→ **What the task asks**:
The line containing "single string, we" marks the end: restate word for word every line from the first line of the entries below through that one.

----- Provided entries -----

PR #468, opened 2025-05-21
Fix handling paths to certs from `certifi.where()`

mihaimaruseac:
#### Summary

If `certifi.where()` returns a single string, we were creating multiple `pathlib.Path` objects for each character in the string, instead of wrapping the entire path string in `pathlib.Path`.

This is a type error bug, due to the fact that strings in Python are sometimes lists and sometimes not.

##### Checklist

### DIFF
--- a/src/model_signing/_signing/sign_certificate.py
+++ b/src/model_signing/_signing/sign_certificate.py
@@ -136,7 +136,13 @@ class Verifier(sigstore_pb.Verifier):
         self._log_fingerprints = log_fingerprints
 
         if not certificate_chain_paths:
-            certificate_chain_paths = [pathlib.Path(p) for p in certifi.where()]
+            os_certs = certifi.where()
+            if isinstance(os_certs, list):
+                certificate_chain_paths = [pathlib.Path(p) for p in os_certs]
+            elif isinstance(os_certs, str):
+                certificate_chain_paths = [pathlib.Path(os_certs)]
+            else:
+                raise ValueError("Could not determine signing certificates")
 
         certificates = x509.load_pem_x509_certificates(
             b"".join([path.read_bytes() for path in certificate_chain_paths])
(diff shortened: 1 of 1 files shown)


src/model_signing/_signing/sign_certificate.py
```diff
@@ -136,7 +136,13 @@ def __init__(
         self._log_fingerprints = log_fingerprints
 
         if not certificate_chain_paths:
-            certificate_chain_paths = [pathlib.Path(p) for p in certifi.where()]
+            os_certs = certifi.where()
+            if isinstance(os_certs, list):
+                certificate_chain_paths = [pathlib.Path(p) for p in os_certs]
+            elif isinstance(os_certs, str):
+                certificate_chain_paths = [pathlib.Path(os_certs)]
```
spencerschrock, line 143: > If certifi.where() returns a single string

FWIW, the library code / type hint says it will return a str.

> This is a type error bug, due to the fact that strings in Python are sometimes lists and sometimes not.

Not sure I follow.

spencerschrock (dismissed):

src/model_signing/_signing/sign_certificate.py
mihaimaruseac: Oh, if it's always a string then this is simpler, let me fix.

For the string is sometimes list, sometimes not:

```python
>>> isinstance("as", list)
False
>>> isinstance("as", str)                                                                                                                           
True
>>> isinstance(["as"], list)                                                                                                                            
True
>>> [x for x in "as"]
['a', 's']
```

In Haskell default string is always a list of characters, type checking as a list of characters. Bytestrings are just a bytestring, you cannot access the characters directly, the `in` expression does not give them one by one. I think the same is in other languages too.

spencerschrock: https://github.com/certifi/python-certifi/blob/3e7076557d66b598fcca462e422dc988f09a6802/certifi/core.py#L21

PR #471, opened 2025-05-22
feat(oauth): add --oauth_force_oob flag to support manual OAuth flow

### LINKED ISSUE #470: --oauth-force-oob should be configurable (currently defaults to manual flow and breaks OAuth with providers like Google)
**Summary**
Currently, the OAuth implementation forces an out-of-band (OOB) flow by default, as there is no way to disable it (--oauth-force-oob is not exposed or configurable). This means users are always required to manually copy-paste an auth code, and the redirect URI defaults to something like urn:ietf:wg:oauth:2.0:oob.

This causes issues with identity providers like Google, which have deprecated support for OOB redirect URIs for security reasons

**Impact:**

Users are unable to authenticate via modern OAuth providers like Google.

The CLI forces an outdated and less secure auth flow by default.

No ability to opt into a browser-based redirect flow, even when it’s the preferred experience.

SequeI:
**Summary**
This PR introduces the --oauth-force-oob flag to allow users to opt into the out-of-band (OOB) OAuth flow, instead of forcing it by default. The current behavior assumes OOB by default, which causes issues with modern OAuth providers (such as Google) that no longer support urn:ietf:wg:oauth:2.0:oob redirect URIs.

By default, the CLI will now use the standard browser-based redirect flow, improving compatibility and user experience. Users who still require OOB behavior (e.g., in headless environments) can explicitly pass the --oauth-force-oob flag.

This change makes OAuth authentication more flexible, secure, and modern by default.

```
model_signing sign bert-base-uncased --oauth_force_oob
```

```
model_signing sign bert-base-uncased
```

Resolves #470 

##### Checklist

### DIFF
--- a/CHANGELOG.md
+++ b/CHANGELOG.md
@@ -9,6 +9,8 @@ All versions prior to 1.0.0 are untracked.
 
 ## [Unreleased]
 
+- cli: `model_signing sign` now supports the `--oauth-force-oob` option (default: False)
+
 ## [1.0.1] - 2024-04-18
 
 ### Added
--- a/src/model_signing/_cli.py
+++ b/src/model_signing/_cli.py
@@ -214,6 +214,15 @@ def _sign() -> None:
         "from OIDC flow or from the environment."
     ),
 )
+@click.option(
+    "--oauth_force_oob",
+    is_flag=True,
+    default=False,
+    help=(
+        "Force an out-of-band OAuth flow and do not automatically start "
+        "the default web browser."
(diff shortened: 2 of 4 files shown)


SequeI:
Ok, that should be the final linting errors fixed.....

mihaimaruseac (approved):

mihaimaruseac:
Thank you! We might decide to change the default option before the 1.1 release, though. Going to run some experiments.

PR #478, opened 2025-06-05
add disk vs memory hasher experiment

spencerschrock:
#### Summary
This benchmark generates temporary files of varying sizes, and then hashes the file using a modified `io.SimpleFileHasher` to measure the time spent reading file chunks into memory, and the time spent to hash those chunks separately. The disk hasher reports the sum of both of those times, while the memory hasher only reports the time spent hashing.

Ensure this experiment is run in a low memory environment to minimize the effect of OS disk caching.

Below is an example in a high memory (96GiB) environment. I'll re-run it later in a low memory environment.
```
Size (B)    Memory (s)   Disk (s)
1073741824      0.6918     0.8911
2147483648      1.3805     1.7205
5368709120      3.4904     4.2287
10737418240     6.9835     8.2814
21474836480    19.3514    23.2077
53687091200    34.9285    40.8782
```

##### Checklist

### DIFF
--- a/benchmarks/exp_disk.py
+++ b/benchmarks/exp_disk.py
@@ -1,0 +1,130 @@
+# Copyright 2025 The Sigstore Authors
+#
+# Licensed under the Apache License, Version 2.0 (the "License");
+# you may not use this file except in compliance with the License.
+# You may obtain a copy of the License at
+#
+#      http://www.apache.org/licenses/LICENSE-2.0
+#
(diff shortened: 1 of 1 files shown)


mihaimaruseac:
> Apparently `hatch fmt` only runs `ruff format` if `ruff check` returns without issues (I had an unrelated, uncommitted file which had a few errors).

that's weird, in the past it used to run both

PR #581, opened 2025-12-04
feat: Support keys and signatures from memory

### LINKED ISSUE #559: Support more key formats
**Description**

Currently the only way to provide an elliptic key manually is to have a PEM-encoded public key written to the disk, and then pass that to `use_elliptic_key_verifier`. It would be helpful if once could also pass the 33-byte compressed version of the public key, just as bytes.

SequeI:
Add support for providing elliptic curve keys and signatures as bytes in the library API. Private/public keys can now be passed as bytes (PEM or compressed format), and signatures can be provided as JSON strings or bytes. All changes are backward compatible.

- Signer/Verifier accept keys from bytes or file paths
- Public keys support compressed format (33/49/67 bytes)
- Signature.read() and verify() accept bytes/strings
- Updated documentation and changelog

@makew0rld Please let me know if this is what you had in mind, if anything is missing etc :)

Closes #559 

##### Checklist

### DIFF
--- a/src/model_signing/_signing/sign_ec_key.py
+++ b/src/model_signing/_signing/sign_ec_key.py
@@ -21,7 +21,6 @@ from cryptography import exceptions
 from cryptography.hazmat.primitives import hashes
 from cryptography.hazmat.primitives import serialization
 from cryptography.hazmat.primitives.asymmetric import ec
-from cryptography.hazmat.primitives.asymmetric import types as crypto_types
 from google.protobuf import json_format
 from sigstore_models import intoto as intoto_pb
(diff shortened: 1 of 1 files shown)


SequeI:
> One other related thing that would be nice is the ability to get the signature as bytes/text rather than having to write it to disk.

Good idea. Maybe also a `--stdout` cli bool flag as an alternate to a defined signature path. I think it would do better in a separate PR though as the one has a good amount of API changes as is. Will open an issue to track this! Thanks

Once this is in, I'll push up the second PR

Issue #586, opened 2025-12-10
OMS model signature and other attestations


ralphbean:
The AI/ML supply chain security landscape involves multiple attestation types which can be represented as in-toto attestations. For example:

* **OpenSSF Model Signing (OMS) Signatures** help verify integrity and authenticity
* **SLSA Provenance Attestations** describe how the model was built
* **SBOMs (Software/AI Bill of Materials)** inventory the components, training datasets, foundation models, and dependencies that comprise the model

All three can be represented as in-toto statements with different [predicates](https://github.com/in-toto/attestation/tree/main/spec/predicates), wrapped in a sigstore bundle. The OMS model-signing signatures are themselves currently represented as an in-toto statement wrapped in a sigstore bundle in a single `model.sig` file, detached but typically co-located with the model files.

How should other attestations relate to the OMS signature? Critically, **should the OMS model signature include the hash of other attestation bundle files itself?**

Attestations can accumulate throughout a model's lifecycle—from training through deployment and operation. Adding new attestations (e.g., security scan results, VEX statements, post-deployment audits) after initial release is a strength we should try to preserve.

How do other attestation sigstore bundles appear in the layout of the model repository? There’s no convention or rule for how they must be named. They may appear as individual files, like `model.spdx.sigstore.json`, or they might all be appended to a growing [jsonl file](https://jsonlines.org/) named something like `claims.jsonl`. (See also [sigstore/cosign#4496](https://github.com/sigstore/cosign/issues/4496).)

If the jsonl list convention is not used, there is no problem. New attestations can be added without breaking OMS signature validation of the model.

If the `claims.jsonl` list convention is used and if the hash of that file is included in the OMS signature, then any future attestations that get appended to that file will change the hash and break the integrity check of the model as a whole.

Is this desirable? A downstream consumer may want to detect that an originally present SLSA provenance attestation that was present in the model at the time of signing is no longer present. However, if a consumer cares about that particular attestation type and its signing identity, they can use a policy mechanism to require its presence, regardless of the OMS signature integrity.

**Position**: The model signature should NOT include the bundle file hashes of other attestations.

**Position**: We will NOT expand the OMS predicate to include information that can be better represented in other orthogonal attestations.

[...]

PR #590, opened 2025-12-17
Add configurable exclusion of attestation files from model signatures

ralphbean:
Adds support for excluding attestation files (signature and attestation bundle files) from model signatures by default, addressing #586.

## Changes

- Attestation files (`*.sig`, `*.sigstore.json`, `claims.jsonl`) are now excluded from model signatures by default
- New `--ignore-att-paths` / `--no-ignore-att-paths` CLI flag to control this behavior
- New `ignore_att_paths` parameter in the hashing API
- Updated documentation and tests

## Rationale

Per #586, attestation files should be signed independently to allow attestations to accumulate throughout a model's lifecycle without invalidating the original signature. This is especially important when using the `claims.jsonl` pattern where attestations are appended over time.

The exclusion is enabled by default but can be disabled for edge cases where users need different behavior.

Related: ossf/model-signing-spec#4

### DIFF
--- a/docs/demo.ipynb
+++ b/docs/demo.ipynb
@@ -1093,7 +1093,7 @@
       "outputs": [],
       "source": [
         "hashing_config = model_signing.hashing.Config().set_ignored_paths(\n",
-        "    paths=[\"README.md\"], ignore_git_paths=True\n",
+        "    paths=[\"README.md\"], ignore_git_paths=True, ignore_att_paths=True\n",
         ")"
       ]
     },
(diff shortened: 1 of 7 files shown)


mihaimaruseac:
Let's also discuss this PR on the next model signing SIG group as it fits with the work from #592 and #591.

ralphbean:
We talked in sig meeting today - this is blocked for the moment, waiting on a proposal from Mihai on how we should handle exclusions more generally (rather than hacking on more exclusion options).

-----

→ **Solved exercise**:
PR #468, opened 2025-05-21
Fix handling paths to certs from `certifi.where()`

mihaimaruseac:
#### Summary

If `certifi.where()` returns a single string, we were creating multiple `pathlib.Path` objects for each character in the string, instead of wrapping the entire path string in `pathlib.Path`.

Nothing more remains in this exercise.